川の水音は少しづつ、しかし着実に大きくなっていた。ボストークはこの体に囚われたあの日、トッシャーシティの沿岸で泥を掻いて走り回っていたことを思い出した。たとえこの洞窟を出ても、二度と人間の体に戻ることはできない。でもシュミットは違う。このハイエルフの丈夫は恐らくまだ肉体が生きている。何としても生きて帰り、肉体と再接続を行い蘇生させるのだ。

草の生えていない辺りを狙って、ビーコンキューブを設置する。200メートル以内にポータルが出現した場合、端末に通知が来る仕組みだ。シュミットが以前から配置していたものから数えて30を超えるビーコンを仕掛けている筈だが、まだ反応はない。
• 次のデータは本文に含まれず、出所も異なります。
PR #512, opened 2024-01-01
Fix a couple of corner cases in SignatureComparer.GetHashCode

rstarkov:
Just fixing three instances of object.GetHashCode being called by mistake in `GenericInstanceTypeSignature` and `CustomModifierTypeSignature`. I had a few fields and methods in my assemblies where .Equals returned true (correctly) but .GetHashCode returned distinct hash codes.


Washi1337 (approved):

Washi1337:
Good catch, thanks!

PR #523, opened 2024-02-24
Fix function pointer Type imports

Windows10CE:


src/AsmResolver.DotNet/ReferenceImporter.cs
```diff
@@ -332,6 +367,71 @@ public virtual TypeSignature ImportTypeSignature(Type type)
             return new TypeDefOrRefSignature(reference, type.IsValueType);
         }
 
+        // separate class to prevent static cctor checks from leaking into the other ReferenceImporter methods on NAOT
+        private static class FnPtrHelper
+        {
```
Washi1337, line 372: This class seems somewhat weirdly positioned in between all other methods. We may want to move it to a separate file solely related to these types of helpers. We can then also move the `Marshal.GetHINSTANCE` reflection hack in [ModuleDefinition::FromModule](https://github.com/Washi1337/AsmResolver/blob/6f0a38370372ffc8029a5c1409ea6611bdd4c6a8/src/AsmResolver.DotNet/ModuleDefinition.cs#L171). Besides, I also expect we will get more reflection "hacks" like this in the future.

test/AsmResolver.DotNet.Tests/ReferenceImporterTest.cs
```diff
@@ -546,5 +546,79 @@ public void ImportGenericMethodInstantiationWithReturnTypeViaReflection()
             var signature = Assert.IsAssignableFrom<GenericParameterSignature>(imported.Signature.ReturnType);
             Assert.Equal(2, signature.Index);
         }
+
+        private static unsafe class DelegatePointerHolder
+        {
+            public static delegate*unmanaged[Cdecl, SuppressGCTransition]<int, uint> Complex;
+            public static delegate*unmanaged[Stdcall]<int, uint> StdcallOnly;
+            public static delegate*unmanaged[SuppressGCTransition]<int, uint> GcOnly;
+        }
```
Washi1337, line 555: Should we guard this as well with a `#if !NET8_0_OR_GREATER`?

Washi1337 (changes requested):
Few nitpicks but other than that LGTM!

Washi1337 (approved):

Washi1337:
Thanks for looking into it!

PR #540, opened 2024-03-17
.NET 3.5 via MonoMod.Backports

### LINKED ISSUE #536: Add .NET 3.5 Targets
### Problem Description

There has been some demand for .NET 3.5 targets. In particular, use cases include:
- Dynamic analysis / deobfuscation of binaries targeting .NET 3.5
- Game mods that target games running Unity targeting .NET 3.5 Mono.

Currently, AsmResolver's is compatible with .NET standard 2.0 or higher. This means it requires at the very least .NET 4.6.1. We therefore miss out on all usecases that require an older version.

### Proposal

Add a .NET 3.5 build target.

This is not as trivial as it may seem, due to the following incompatibilities that AsmResolver currently depends on:
- [x] `System.Threading.Concurrent`. See #540 
- [x] `System.Text.Json`. See #450 
- [x] `System.ValueTuple`. See #540 
- [x] `System.IO.MemoryMappedFiles`. See #544 

These will have to be polyfilled or shims have to be written.

### Alternatives

As 3.5 is ancient technology, we could opt for not supporting .NET 3.5. However, unfortunately, Microsoft has declared .NET 3.5 is supported until at least Jan 2029 (source: https://learn.microsoft.com/en-us/lifecycle/products/microsoft-net-framework). Furthermore, bringing .NET 3.5 to the game modding community can significantly increase the surface area where AsmResolver could be used.

### Additional Context

_No response_

Washi1337:
- Adds .NET 3.5 build targets for all main packages.
- Adds MonoMod.Backports as a conditional package reference for .NET 3.5 build targets. 
- Adds a few extra runtime-abstracting shims to the AsmResolver common package.
- Adds `IInputFile::BaseAddress`
- Removes `MemoryMappedDataSource`, the new implementation uses `UnmanagedDataSource`.

Closes #536


nike4613:
Backports has a few of these shims already, on `*Ex` suffixed types in the same namespace as the relevant type. (Though I see you're limiting the Backports package ref to `net35`, so they may not actually be terribly useful...)

Washi1337:
> Though I see you're limiting the Backports package ref to net35

Yes, I intend to only include MonoMod.Backports when absolutely necessary (i.e., only for the .NET 3.5 target). Using the existing shims for `Array` and `String` would therefore not work out.

src/AsmResolver/Shims/RuntimeInformationShim.cs
```diff
@@ -0,0 +1,50 @@
...
+        get;
+    }
+
+    /// <summary>
+    /// Gets a value indicating whether the current runtime runs on a Unix-based operating system.
+    /// </summary>
+    public static bool IsRunningOnUnix
+    {
+        get;
+    }
```
ds5678, line 41: I think it's more efficient to not cache the value because then the JIT can optimize branching based on runtime information.

src/AsmResolver/Shims/ArrayShim.cs
```diff
@@ -0,0 +1,27 @@
...
+#if !NET35
+    public static T[] Empty<T>() => Array.Empty<T>();
+#else
+    public static T[] Empty<T>() => ArrayHelper<T>.Empty;
+
+    private static class ArrayHelper<T>
+    {
+        public static readonly T[] Empty = new T[0];
+    }
+#endif
```
ds5678, line 24: Collection expressions might be supported on NET35. If so, I think you could use `[]` everywhere instead of having a shim.

src/AsmResolver/Shims/RuntimeInformationShim.cs
nike4613: As long as the static constructor has run when the JIT compiles a method using it, it will see this as a constant (because it gets emitted as a `static readonly` field, through a very small method body).

src/AsmResolver/Shims/ArrayShim.cs
nike4613: I think that when `Array.Empty<T>()` is not available, `[]` will always construct a new array. Probably worth double checking though.

Washi1337: This is indeed the case. On .NET 3.5 the following C#
```csharp
public static int[] ReturnEmpty() => [];
```
results in the following CIL, creating a new empty array on every call.
```
.method public static hidebysig int32[] ReturnEmpty() cil managed
{
    .maxstack 8

    IL_0000: ldc.i4.0
    IL_0001: newarr valuetype [mscorlib] System.Int32
    IL_0006: ret
}
```

src/AsmResolver/Shims/RuntimeInformationShim.cs
Washi1337: I'm pretty sure it will also depend on whether the calls to into `RuntimeInformation` are considered JIT intrinsics, which I am not sure about.

PR #544, opened 2024-03-20
MemoryMappedFile for .NET Framework 3.5

Windows10CE:


src/AsmResolver/AsmResolver.csproj
```diff
@@ -33,4 +33,8 @@
         <PackageReference Include="MonoMod.Backports" Version="1.1.0" />
     </ItemGroup>
 
+    <ItemGroup Condition=" '$(TargetFramework)' == 'netstandard2.0'">
+        <PackageReference Include="System.Memory" Version="4.5.5" />
+    </ItemGroup>
```
Washi1337, line 38: I am not convinced we should do this, especially because we can easily avoid it (see other comments on unmanaged data source). This will pull in 3 additional packages for .NET standard 2.0 targets, which is not great for .NET Framework 4.x targets:

- [System.Buffers](https://www.nuget.org/packages/System.Buffers/) (>= 4.5.1)
- [System.Numerics.Vectors](https://www.nuget.org/packages/System.Numerics.Vectors/) (>= 4.4.0)
- [System.Runtime.CompilerServices.Unsafe](https://www.nuget.org/packages/System.Runtime.CompilerServices.Unsafe/) (>= 4.5.3)

src/AsmResolver/Shims/MemoryMappedFileShim.Unix.cs
```diff
@@ -0,0 +1,52 @@
...
+    private static extern bool munmap(void* adrr, nuint length);
+
+    [DllImport("libc", ExactSpelling = true, SetLastError = true)]
+    private static extern long lseek(int fd, long offset, int whence);
+
+    private void AllocateFileUnix(string path)
+    {
+        int fd = open(path, 0);
+        if (fd == -1)
+            throw new Win32Exception();
```
Washi1337, line 33: Question, do `Win32Excepion`s map onto Linux errors as well?

src/AsmResolver/Shims/MemoryMappedFileShim.Windows.cs
```diff
@@ -0,0 +1,74 @@
...
+    [DllImport("kernel32", ExactSpelling = true, SetLastError = true)]
+    [return: MarshalAs(UnmanagedType.Bool)]
+    private static extern bool CloseHandle(void* handle);
+
+    [DllImport("kernel32", ExactSpelling = true, CharSet = CharSet.Ansi, SetLastError = true)]
+    private static extern nint CreateFileMappingA(void* handle, void* mapAttributes, uint protection, uint maxSizeHigh,
+        uint maxSizeLow, sbyte* name);
+
+    [DllImport("kernel32", ExactSpelling = true, SetLastError = true)]
+    private static extern void* MapViewOfFile(void* handle, uint access, uint offsetHigh, uint offsetLow, nuint size);
```
Washi1337, line 36: The typing is inconsistent here.  The `handle` parameters are of type `void*`, while the APIs responsible for creating these handles return `nint`. Can't we just do `nint` for all handles (as is typically the convention)?

src/AsmResolver/IO/MemoryMappedInputFile.cs
```diff
@@ -21,9 +19,8 @@ public sealed class MemoryMappedInputFile : IInputFile
         public MemoryMappedInputFile(string filePath)
         {
             FilePath = filePath ?? throw new ArgumentNullException(nameof(filePath));
-            _file = MemoryMappedFile.CreateFromFile(filePath);
-            long fileSize = new FileInfo(filePath).Length;
-            _dataSource = new MemoryMappedDataSource(_file.CreateViewAccessor(0, fileSize), (ulong) fileSize);
+            _file = new MemoryMappedFileShim(filePath);
+            _dataSource = new MemoryMappedDataSource(_file);
```
Washi1337, line 23: Since we are using a raw unmanaged pointer to the data, couldn't we get rid of `MemoryMappedDataSource` alltogether and just use `UnmanagedDataSource` instead? This also removes the hard dependency for `Span<T>` in the `GetSpan` method (as we wouldn't need it anymore).

src/AsmResolver/Shims/MemoryMappedFileShim.Windows.cs
```diff
@@ -0,0 +1,74 @@
...
+namespace AsmResolver.Shims;
+
+internal sealed unsafe partial class MemoryMappedFileShim
+{
+    private const uint GENERIC_READ = 0x80000000;
+    private const uint FILE_SHARE_READ = 0x2;
+    private const uint OPEN_EXISTING = 3;
+    private const uint PAGE_READONLY = 2;
+    // not on msdn, stole from terrafx
+    private const uint FILE_MAP_READ = 4;
```
Washi1337, line 15: "stole"? Maybe add a reference?

Washi1337 (changes requested):

src/AsmResolver/Shims/MemoryMappedFileShim.Unix.cs
Windows10CE: Yes in CoreCLR (and newer Mono by proxy). Legacy Mono (aka Unity) does whatever https://github.com/Unity-Technologies/mono/blob/e5c9e6e3feab0841f26dd6df5e19c0fe5ab0105d/mcs/class/System/ReferenceSources/Win32Exception.cs#L9 is, which I don't know is right.

src/AsmResolver/Shims/MemoryMappedFileShim.Windows.cs
Windows10CE: My logic was pretty much
 - if the invalid/error return is -1, use nint so it can be compared to that
- else if the invalid return is null, just use void*
if you'd like to me to standardize on one or the other, I don't mind either

Washi1337 (approved):
Awesome, thanks a lot for looking into it!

「ビーコンがポータルを見つけてくれるのが早いか、地底海洋からレガシーオーシャンへの抜け道を見つけるのが早いか…。」
ボストークはため息をついた。どちらでもいい、どちらか片方を達成できれば我々の勝利条件は満たされる。
「ところでこのビーコンからの信号って、ちゃんと届くのか?かなり通信状態が悪そうだけど。」
レイは鞄からキューブの一個を取り出し、怪訝な目で見つめた。キューブは半透明のガラスのような立方体で、中心で黄色い光が脈動している。
「確かに実践利用はこれが初めてだけど、試験結果ではノイズがコンティネント負荷最大、つまりノイズで前が見えないような状況でも50km彼方との通信に成功している。それに、今でもキューブが生きていることを確認するために定期信号を送らせているけど、すべて正常に……おや?」

シュミットは眉間にしわを寄せ、コンソールを凝視しながらつつく様に指を動かしている。
「どうした?脱落したキューブがあるのか?」
「違う……一個多い。」
魔術部隊の遺品であるバッグには、予備のキューブが未使用のまま残っていた。そして、ビーコンからの応答に紛れ込んだ偽の信号がどれかも、すぐに特定できた。

ビーコンIDがグリッチで崩れた謎の発信源が、彼らの元に急速に迫りつつあったのだ。